PR #961, opened 2015-12-03
CORS partial wildcards and protocol

StefanoDalpiaz:
Hi, this PR adds some flexibility to the CORS configuration for allowed origins.

Currently, the cors middleware only allows two ways of defining an allowed origin:
* a "global" wildcard `*`
* a scheme + domain name string - e.g. `http://foo.bar`

With this additional logic, the following definitions are supported:
* a "partial" wildcard, useful for whitelisting subdomains - e.g. `http://*.foo.bar`
* a domain name without the protocol, in which case both the http and https versions will be allowed - e.g. `foo.bar` or `*.foo.bar`
* a regular expression, to allow for total control over the format of the allowed domains - e.g. `/foo[0-9]?\.bar/i`

### DIFF
--- a/lib/plugins/cors.js
+++ b/lib/plugins/cors.js
@@ -93,10 +93,10 @@ function cors(opts) {
     assert.optionalArrayOfString(opts.headers, 'options.headers');
 
     if (opts.origins) {
-        assert.ok(Array.isArray(opts.origins), 'options.credentials');
+        assert.ok(Array.isArray(opts.origins), 'options.origins');
         opts.origins.forEach(function (origin, index) {
             assert.ok(typeof origin === 'string' || origin instanceof RegExp,
-              'options.credentials[' + index + ']');
+              'options.origins[' + index + ']');
         });
     }
 
--- a/lib/plugins/cors.js
+++ b/lib/plugins/cors.js
@@ -35,16 +35,24 @@ var AC_EXPOSE_HEADERS = 'Access-Control-Expose-Headers';
 
 ///--- Internal Functions
 
+function toRegExp(str) {
+    if (str instanceof RegExp) {
+        return str;
+    }
+    var regexStr = str
+      // escape all the special characters, except *
+      .replace(/[\-\[\]\/\{\}\(\)\+\?\.\\\^\$\|]/g, '\\$&')
+      // replace all instances of * with a proper regex wildcard
+      .replace(/\*/g, '.*');
+
+    return new RegExp('^(https?://)?' + regexStr + '$', 'i');
+}
+
 function matchOrigin(req, origins) {
     var origin = req.headers.origin;
 
     function belongs(o) {
-        if (origin === o || o === '*') {
-            origin = o;
-            return (true);
-        }
-
-        return (false);
+        return o.test(origin);
     }
 
     return ((origin && origins.some(belongs)) ? origin : false);
@@ -88,7 +96,7 @@ function cors(opts) {
     cors.origins = opts.origins || ['*'];
 
     var headers = (opts.headers || []).slice(0);
-    var origins = opts.origins || ['*'];
+    cors.originPatterns = cors.origins.map(toRegExp);
 
     EXPOSE_HEADERS.forEach(function (h) {
         if (headers.indexOf(h) === -1) {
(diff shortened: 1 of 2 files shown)


Maxwell2022:
+1

DonutEspresso:
Thanks for the PR! Could you please add some unit tests for the new use cases you are supporting?

StefanoDalpiaz:
As requested, I have added some tests. I have also made a fix to the type assertions during plugin initialisation, so that the `origins` array can contain regular expressions and not only strings.

lib/plugins/cors.js
```diff
@@ -80,15 +89,22 @@ function matchOrigin(req, origins) {
 function cors(opts) {
     assert.optionalObject(opts, 'options');
     opts = opts || {};
-    assert.optionalArrayOfString(opts.origins, 'options.origins');
     assert.optionalBool(opts.credentials, 'options.credentials');
     assert.optionalArrayOfString(opts.headers, 'options.headers');
 
+    if (opts.origins) {
+        assert.ok(Array.isArray(opts.origins), 'options.credentials');
```
DonutEspresso: I think the string here should be 'options.origins'. Also, any reason not to use `assert.array`?

lib/plugins/cors.js
```diff
@@ -80,15 +89,22 @@ function matchOrigin(req, origins) {
...
+        opts.origins.forEach(function (origin, index) {
+            assert.ok(typeof origin === 'string' || origin instanceof RegExp,
+              'options.credentials[' + index + ']');
```
DonutEspresso: Same thing here, I think you mean `'options.origins[' + index + ']'`.

lib/plugins/cors.js
```diff
@@ -35,16 +35,25 @@ var AC_EXPOSE_HEADERS = 'Access-Control-Expose-Headers';
...
     var origin = req.headers.origin;
 
     function belongs(o) {
-        if (origin === o || o === '*') {
-            origin = o;
-            return (true);
-        }
-
-        return (false);
+        return o.test(origin);
```
DonutEspresso: I'm not convinced we want to convert all normal strings origins into a RegExp. Instead, I think we should maintain existing behavior, but inside `matchOrigin()` special case the RegExp scenario vs string scenario. That would reduce the scope of changes for only RegExp values passed in.

DonutEspresso:
Love seeing so many new tests! Definitely appreciate all the help we can get. I left some comments - please take a look at your convenience.

lib/plugins/cors.js
StefanoDalpiaz: That was a copy-paste error - thanks! :)
As for `assert.array`, I would use it but the problem is that the version of `assert-plus` in use (0.1.5) does not have that method available. I didn't want to mess with the dependencies in this PR, so I had to fall back to a more generic `assert.ok`. If you're ok with that, I can update `assert-plus` to the latest version (0.2.0), so that we can use the new method. I have checked it locally, and updating breaks one test, though it looks like it would be easy to fix.

lib/plugins/cors.js
StefanoDalpiaz: I was following that approach in the beginning. The problem is that for values like `*.example.com` , or also simply `www.example.com` (any protocol), I need to convert the string to a regex. So at least some values in the array need to be turned into a regular expression. If I do an `if (o instanceof RegExp) { ... }` (and I would need to do it more than once, considering the preprocessing), then the code starts to look messy, so I decided to turn every value into a regex instead. If you prefer, I can go back to my initial implementation and differentiate between previous implementation (when in format `http://fixed.url` or `*`) and new one (`*.any.subdomain`, `any.protocol`, or `/regex/`).

DonutEspresso: Fair point - I think I'd still prefer the differentiation due to subtle behavior changes that may not be captured in existing tests (plus the additional regex overhead). But I don't feel particularly strongly on this issue. @yunong, thoughts?

DonutEspresso:
@StefanoDalpiaz, I took the liberty of migrating your changes over to this [major rewrite of CORS](https://github.com/restify/plugins/pull/10) over at the plugins repo. and I've included all your regexp changes as well as the tests. Let me know if that's ok - I've added you to the contributors list. Please take a look and let me know if all looks well. I'm trying to consolidate various CORS thread that have been abandoned for some time, and trying to get them all fixed in one go. 

If you'd like the commit history to retain your commits, let me know and I'd be happy to let you migrate them over.

DonutEspresso:
Closing in favor of restify/plugins#10

PR #407, opened 2016-02-23
Tweak closed cards styling

owennw:


src/closedWindows/closedCard.less
```diff
@@ -1,22 +1,25 @@
...
 .closed-stock {
-  font-size: 13px;
+  font-size: 12px;
+  font-weight: 400;
 }
 
 .closed-card {
-  height: 60px;
-  border-bottom: 1px solid @separator-colour;
+  height: 70px;
```
bjedrzejewski: If you have 5 closed tabs, this won't work.

bjedrzejewski: image

owennw: Yes I was thinking that the window would auto-resize and we just hadn't done that yet, but I notice before it allowed 5 so I'll push a commit to keep that with the new sizes.

owennw:
You could've just merged it outright, there's no need to merge dev back into this first.

PR #411, opened 2016-02-24
Bug fixes

owennw:
Fixes:

Error with parent window trying to find the old bitflux file
Not showing default stocks on first time start up
Expanding from compact view on a torn out window


bjedrzejewski:
I will check out and have a play. Code looks good.

bjedrzejewski:
@owennw where is the fix for: 

> Not showing default stocks on first time start up 

?

owennw:
It's passing `newWindow.name` into the window created CB store service, instead of `name`.

PR #413, opened 2016-02-24
When search expands, auto focus on the input field.

### LINKED ISSUE #373: autofocus on search input when it is shown

bjedrzejewski:
Closes #373

### DIFF
--- a/src/sidebars/sidebar-controller.js
+++ b/src/sidebars/sidebar-controller.js
@@ -7,13 +7,16 @@
     };
 
     class SidebarCtrl {
-        constructor() {
+        constructor($scope) {
             this._favouritesClass = classes.expanded;
             this._searchClass = classes.contracted;
 
             this._showSearches = false;
             this._showFavourites = true;
             this._searchSmall = true;
+            this.$scope = $scope;
+
+            this._watch();
         }
 
         searchClass() {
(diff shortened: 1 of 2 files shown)


akhmorgan:
looks good to me.

src/sidebars/sidebar-controller.js
```diff
@@ -51,8 +54,25 @@
                 this._showFavourites = true;
             }
         }
+
+        _showSearchesChanged() {
+            var showSearches = this.showSearches();
+            if (showSearches) {
+                //Couldn't get it to work reliable in a synchronous/promise fashion
+                setTimeout(function() {
```
owennw: `setTimeout` shouldn't be used in angular apps. Instead inject `$timeout` and use that. Also would prefer the ES6 style function syntax.

src/sidebars/sidebar-controller.js
```diff
@@ -51,8 +54,25 @@
                 this._showFavourites = true;
             }
         }
+
+        _showSearchesChanged() {
+            var showSearches = this.showSearches();
+            if (showSearches) {
+                //Couldn't get it to work reliable in a synchronous/promise fashion
```
owennw: Not sure if you need the apologetic comment :P

bjedrzejewski: This is a disguised 'todo' for someone other than myself :D

owennw:
Seems like the feature doesn't work in compact mode, unfortunately. But it's good in normal!

akhmorgan:
It won't work in compact view because it's getting the input by id and the compact view has it's own search input, which is the second element in the sidebar html with that id. So it's only ever getting the full-view search input.

WPFerg:
Perhaps having something in the directive on expand would be more straight forward, then?

bjedrzejewski:
@akhmorgan where is that second input in the code? Which file?

akhmorgan:
@bjedrzejewski in sidebar.html you'll see two `<search>` elements

bjedrzejewski:
@akhmorgan ok I got it now. I have a nice fix I think.

bjedrzejewski:
@WPFerg @akhmorgan I will move to react for a bit now. If anyone want's to fix it (I failed without jQuery for now), feel free to add a commit!

WPFerg:
I think I've got a cleaner fix doing something different, I'll close this and open a new PR with it.

PR #437, opened 2016-02-25
Autofocus on search click

WPFerg:


akhmorgan:
that should do it. Looks good to me

PR #439, opened 2016-02-25
Keep window on screen on window start up

### LINKED ISSUE #434: You can tear out windows so that they are off screen
- [x] If you take a tile, and drag it to the bottom right of your desktop, the new window appears entirely off screen.

- [x] i don't think the new windows should appear with it's top left corner at the mouse location - it should be offset.

WPFerg:
Fixes #434

### DIFF
--- a/src/window-service.js
+++ b/src/window-service.js
@@ -142,6 +142,7 @@
 
                 newWindow.show();
                 newWindow.bringToFront();
+                this.snapToScreenBounds(newWindow);
             };
 
             var mainWindow;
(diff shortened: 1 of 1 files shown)


src/window-service.js
```diff
@@ -203,24 +225,6 @@
...
-            } else {
-                _window.updateOptions({
-                    resizable: true,
-                    minHeight: 510,
-                    minWidth: 918,
-                    maximizable: true
-                });
-            }
-        }
-
```
owennw: Ha, this must have been a merge fail at one point, good spot!

src/window-service.js
```diff
@@ -177,6 +178,27 @@
...
         }
 
+        snapToScreenBounds(targetWindow) {
+            fin.desktop.System.getMonitorInfo((info) => {
+                targetWindow.getBounds((bounds) => {
+
+                    if (bounds.left < info.virtualScreen.left) {
+                        bounds.left = info.virtualScreen.left;
+                    } else if (bounds.left + bounds.width > info.virtualScreen.right) {
+                        bounds.left = info.virtualScreen.right - bounds.width;
```
owennw: I take it you can't move `bounds.right` and have that shunt the whole window across?

src/window-service.js
```diff
@@ -177,6 +178,27 @@
...
+                    }
+
+                    if (bounds.top < info.virtualScreen.top) {
+                        bounds.top = info.virtualScreen.top;
```
owennw: Does this `info(.virtualScreen)` have any info on the taskbar position?

WPFerg: It does, http://cdn.openfin.co/jsdocs/stable/tutorial-system.getMonitorInfo.html, should I add in taskbar compensation too?

src/window-service.js
WPFerg: There's no `bounds.right`, unfortunately

src/window-service.js
owennw: I think so yes. If the top of the window ended up behind the taskbar it would be unmovable.

WPFerg: Added. It shrinks the size of the working area.

Issue #435, opened 2016-02-25
tear-out should not require you to drag outside of the window


ColinEberhardt:
Currently you have to drag a tile until it is entirely outside of the windows bounds. I think it should tear out as soon as you drag beyond the favourites pane bounds (possibly plus a small tolerance).

i.e. copy Chrome ;-)

owennw:
Would this also be the behaviour for tear in? I.e. the card will only tear in when intersected with a favourites pane.

owennw:
Closed by #440

PR #440, opened 2016-02-25
Tearout from favourites tab

owennw:
Dragging a card outside of the favourites tab and releasing will now create a new window. Note that tearing in still applies to the whole window. Perhaps it should be changed for symmetry too? #435

### DIFF
--- a/src/sidebars/favourites/tearout.js
+++ b/src/sidebars/favourites/tearout.js
@@ -193,7 +193,8 @@
                                 var hoverTargets = hoverService.get();
 
                                 for (var i = 0, max = hoverTargets.length; i < max; i++) {
-                                    var overDropTarget = geometryService.elementIntersect(tearoutWindow, window, hoverTargets[i].hoverArea);
+                                    var overDropTarget = geometryService.elementIntersect(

_Work task:_ Restate word for word the lines of the data above, starting at the line containing "-35,16 +35,24 @@" and ending at the line containing "cors.origins = opts.origins || ['*'];", both included, and nothing more.

_Answer to the exercise:_
@@ -35,16 +35,24 @@ var AC_EXPOSE_HEADERS = 'Access-Control-Expose-Headers';
 
 ///--- Internal Functions
 
+function toRegExp(str) {
+    if (str instanceof RegExp) {
+        return str;
+    }
+    var regexStr = str
+      // escape all the special characters, except *
+      .replace(/[\-\[\]\/\{\}\(\)\+\?\.\\\^\$\|]/g, '\\$&')
+      // replace all instances of * with a proper regex wildcard
+      .replace(/\*/g, '.*');
+
+    return new RegExp('^(https?://)?' + regexStr + '$', 'i');
+}
+
 function matchOrigin(req, origins) {
     var origin = req.headers.origin;
 
     function belongs(o) {
-        if (origin === o || o === '*') {
-            origin = o;
-            return (true);
-        }
-
-        return (false);
+        return o.test(origin);
     }
 
     return ((origin && origins.some(belongs)) ? origin : false);
@@ -88,7 +96,7 @@ function cors(opts) {
     cors.origins = opts.origins || ['*'];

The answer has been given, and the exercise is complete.